(Stored data)
◆ ◆ ◆
PR #429, opened 2024-02-27
feat(contracts): make avs pausable

kevinhalliday:
When paused, users cannot
  - register as an operator
  - deregister as an operator
  - syncWithOmni

Paused tests added. Initialize tests started.

task: https://app.asana.com/0/1206208509925075/1206650262528031


ttarsi (approved):
why do we need to pause in the initializer?

idea404 (approved):
also wondering why init of pause in constructor is required

kevinhalliday:
would be to let you deploy with contract initially paused. inspired by eigens initialization pattern. but discussed, and we don't need it

PR #432, opened 2024-02-27
chore(contracts): comment bindings type conflcts

kevinhalliday:
Cleanup bindings, add autocomment.

task: none


kevinhalliday:
Cleanup: 
- gen bindings for MockERC20, not ERC20
- remove EIP1271SignatureUtils bindings (it's a library)

Add autocomment:
- abigen generators go structs for each solidity struct it encounters in a file, this leads to conflicts
- on latest bindings update, we merged with manual comments
- bindings should not need manual comments, as we will run them in CI

pavelnikolov (approved):

contracts/bindings/scripts/commenttypes.go
```diff
@@ -0,0 +1,130 @@
...
+// commentTypes comments out type definitions in a Go file.
+func commentTypes(content string, types []string) string {
+	var modifiedLines []string
+	lines := strings.Split(content, "\n")
+
+	// tracks whether we're in a type definition
+	//
+	// type Name {
+	// ...
+	// }
```
pavelnikolov, line 77: Ideally, we need to do this using some form of AST.

kevinhalliday: yeah but this is pretty lowstakes, single usecase, so quick and dirty is fine

pavelnikolov: Take a look at [this library](https://github.com/unpackdev/solgo).
Alternatively [this SO answer](https://ethereum.stackexchange.com/questions/28523/how-to-go-from-solidity-ast-back-to-source-code) recommends [this library](https://github.com/chao-peng/SIF).

pavelnikolov: I didn't realize that this was Go code. Here is [an example](https://go.dev/src/go/ast/example_test.go).

PR #433, opened 2024-02-27
chore(contracts): refactor avs storage

kevinhalliday:
Refactor avs contract storage

- move it to it's own contract
- rename minimumOperatorStake to minOperatorStake

task: none


contracts/src/protocol/OmniAVS.sol
```diff
@@ -9,53 +9,25 @@ import { IStrategy } from "eigenlayer-contracts/src/contracts/interfaces/IStrate
 import { ISignatureUtils } from "eigenlayer-contracts/src/contracts/interfaces/ISignatureUtils.sol";
 import { IServiceManager } from "eigenlayer-middleware/src/interfaces/IServiceManager.sol";
 
+import { IDelegationManager } from "../interfaces/IDelegationManager.sol";
 import { OmniPredeploys } from "../libraries/OmniPredeploys.sol";
-import { IOmniPortal } from "../interfaces/IOmniPortal.sol";
+import { OmniAVSStorage } from "./OmniAVSStorage.sol";
```
ttarsi, line 14: Import this after all the interfaces, so it's clear there are definitions imported from this contract

contracts/src/protocol/OmniAVSStorage.sol
```diff
@@ -0,0 +1,51 @@
...
+
+import { IAVSDirectory } from "eigenlayer-contracts/src/contracts/interfaces/IAVSDirectory.sol";
+
+import { IDelegationManager } from "../interfaces/IDelegationManager.sol";
+import { IOmniPortal } from "../interfaces/IOmniPortal.sol";
+import { IOmniAVS } from "../interfaces/IOmniAVS.sol";
+
+abstract contract OmniAVSStorage {
+    /// @notice Constant used as a divisor in calculating weights
+    uint256 internal constant WEIGHTING_DIVISOR = 1e18;
```
ttarsi, line 12: since this isn't storage, should we put it in the inheritoor?

contracts/src/protocol/OmniAVSStorage.sol
```diff
@@ -0,0 +1,51 @@
...
+    /// @notice OmniPortal.xcall base gas limit in syncWithOmnj
+    uint64 public xcallBaseGasLimit = 75_000;
+
+    /// @notice Minimum stake required for an operator to register, not including delegations
+    uint96 public minOperatorStake;
+
+    /// @notice Omni portal contract, used to make xcalls to the Omni chain
+    IOmniPortal public omni;
+
+    constructor(IDelegationManager delegationManager_, IAVSDirectory avsDirectory_) {
```
ttarsi, line 47: this is logic so should still be in the other contract if it can be. This should just be storage variables. Then it's clear that it is an append only list of storage vars and we can add to the end of it, but can't change anything in the middle

ttarsi (approved):

contracts/src/protocol/OmniAVSStorage.sol
kevinhalliday: If we want immutables and constants in the storage contract we need this here.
◆ ◆ ◆
Scan the records above for the string "constructor", then select every line that holds it.

**COMPLETED TASK:**
also wondering why init of pause in constructor is required
+    constructor(IDelegationManager delegationManager_, IAVSDirectory avsDirectory_) {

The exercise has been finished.